[Aim of the task]
Copy out every line of the data that has the word "CopyPagePermissionError" somewhere in it.

[Listed entries]
[Start of Attachment]

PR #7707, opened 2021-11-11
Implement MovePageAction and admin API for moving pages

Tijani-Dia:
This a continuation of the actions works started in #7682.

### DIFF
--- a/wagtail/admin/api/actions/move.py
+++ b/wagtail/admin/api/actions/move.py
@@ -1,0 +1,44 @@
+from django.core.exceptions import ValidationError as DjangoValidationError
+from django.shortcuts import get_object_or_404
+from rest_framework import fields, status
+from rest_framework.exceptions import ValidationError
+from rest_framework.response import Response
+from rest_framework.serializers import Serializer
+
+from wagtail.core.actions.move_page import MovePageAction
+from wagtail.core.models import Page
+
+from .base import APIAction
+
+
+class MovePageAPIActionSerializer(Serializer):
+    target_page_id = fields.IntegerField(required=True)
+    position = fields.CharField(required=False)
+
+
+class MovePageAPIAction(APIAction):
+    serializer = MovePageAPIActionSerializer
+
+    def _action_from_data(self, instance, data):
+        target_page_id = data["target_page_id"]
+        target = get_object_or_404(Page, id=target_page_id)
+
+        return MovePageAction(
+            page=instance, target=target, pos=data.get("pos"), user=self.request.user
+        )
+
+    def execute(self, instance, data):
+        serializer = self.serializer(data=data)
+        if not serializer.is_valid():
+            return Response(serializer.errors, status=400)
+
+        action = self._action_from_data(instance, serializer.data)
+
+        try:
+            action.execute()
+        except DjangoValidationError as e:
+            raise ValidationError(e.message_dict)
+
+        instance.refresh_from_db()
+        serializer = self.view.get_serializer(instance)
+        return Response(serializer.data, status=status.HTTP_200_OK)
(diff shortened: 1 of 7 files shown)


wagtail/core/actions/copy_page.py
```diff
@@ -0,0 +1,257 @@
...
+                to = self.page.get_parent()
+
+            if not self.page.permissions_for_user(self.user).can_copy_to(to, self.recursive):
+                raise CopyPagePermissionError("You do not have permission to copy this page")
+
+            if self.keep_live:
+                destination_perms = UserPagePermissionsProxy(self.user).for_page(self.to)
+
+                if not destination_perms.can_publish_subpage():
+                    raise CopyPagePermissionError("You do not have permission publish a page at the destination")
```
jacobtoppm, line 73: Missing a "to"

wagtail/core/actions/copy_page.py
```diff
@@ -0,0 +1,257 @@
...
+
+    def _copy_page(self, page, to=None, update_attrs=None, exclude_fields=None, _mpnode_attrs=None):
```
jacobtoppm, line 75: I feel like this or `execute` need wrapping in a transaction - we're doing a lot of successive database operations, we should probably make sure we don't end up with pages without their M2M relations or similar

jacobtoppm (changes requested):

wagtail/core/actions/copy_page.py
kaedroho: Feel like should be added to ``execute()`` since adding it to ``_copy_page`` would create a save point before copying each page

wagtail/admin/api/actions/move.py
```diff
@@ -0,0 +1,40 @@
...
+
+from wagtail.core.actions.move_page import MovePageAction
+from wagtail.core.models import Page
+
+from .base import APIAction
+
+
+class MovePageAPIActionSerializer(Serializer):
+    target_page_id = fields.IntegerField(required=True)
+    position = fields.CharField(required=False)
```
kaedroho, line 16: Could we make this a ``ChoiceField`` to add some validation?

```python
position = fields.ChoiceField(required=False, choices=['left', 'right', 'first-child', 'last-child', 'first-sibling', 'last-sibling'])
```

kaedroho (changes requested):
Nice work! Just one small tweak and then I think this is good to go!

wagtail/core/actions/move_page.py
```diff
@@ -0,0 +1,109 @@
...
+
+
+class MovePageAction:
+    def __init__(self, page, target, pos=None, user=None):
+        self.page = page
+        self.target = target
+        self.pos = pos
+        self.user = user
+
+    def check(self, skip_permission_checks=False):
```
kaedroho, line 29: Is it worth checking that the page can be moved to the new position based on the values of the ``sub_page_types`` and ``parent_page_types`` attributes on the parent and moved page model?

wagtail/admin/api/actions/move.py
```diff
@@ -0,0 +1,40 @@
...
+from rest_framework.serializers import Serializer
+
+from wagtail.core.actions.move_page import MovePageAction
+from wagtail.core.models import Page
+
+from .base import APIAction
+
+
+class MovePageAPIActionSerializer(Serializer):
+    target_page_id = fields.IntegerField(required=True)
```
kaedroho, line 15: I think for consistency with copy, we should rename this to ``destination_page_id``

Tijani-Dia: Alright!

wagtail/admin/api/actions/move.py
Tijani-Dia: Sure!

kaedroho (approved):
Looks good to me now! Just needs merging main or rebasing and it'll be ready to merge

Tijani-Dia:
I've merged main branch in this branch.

[End of Attachment]
[Start of Attachment]

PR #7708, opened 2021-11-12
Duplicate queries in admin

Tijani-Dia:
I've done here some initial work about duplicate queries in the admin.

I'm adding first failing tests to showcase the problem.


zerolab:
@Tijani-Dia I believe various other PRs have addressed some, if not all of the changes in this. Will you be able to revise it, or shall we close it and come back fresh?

[End of Attachment]

[Result]
+                raise CopyPagePermissionError("You do not have permission to copy this page")
+                    raise CopyPagePermissionError("You do not have permission publish a page at the destination")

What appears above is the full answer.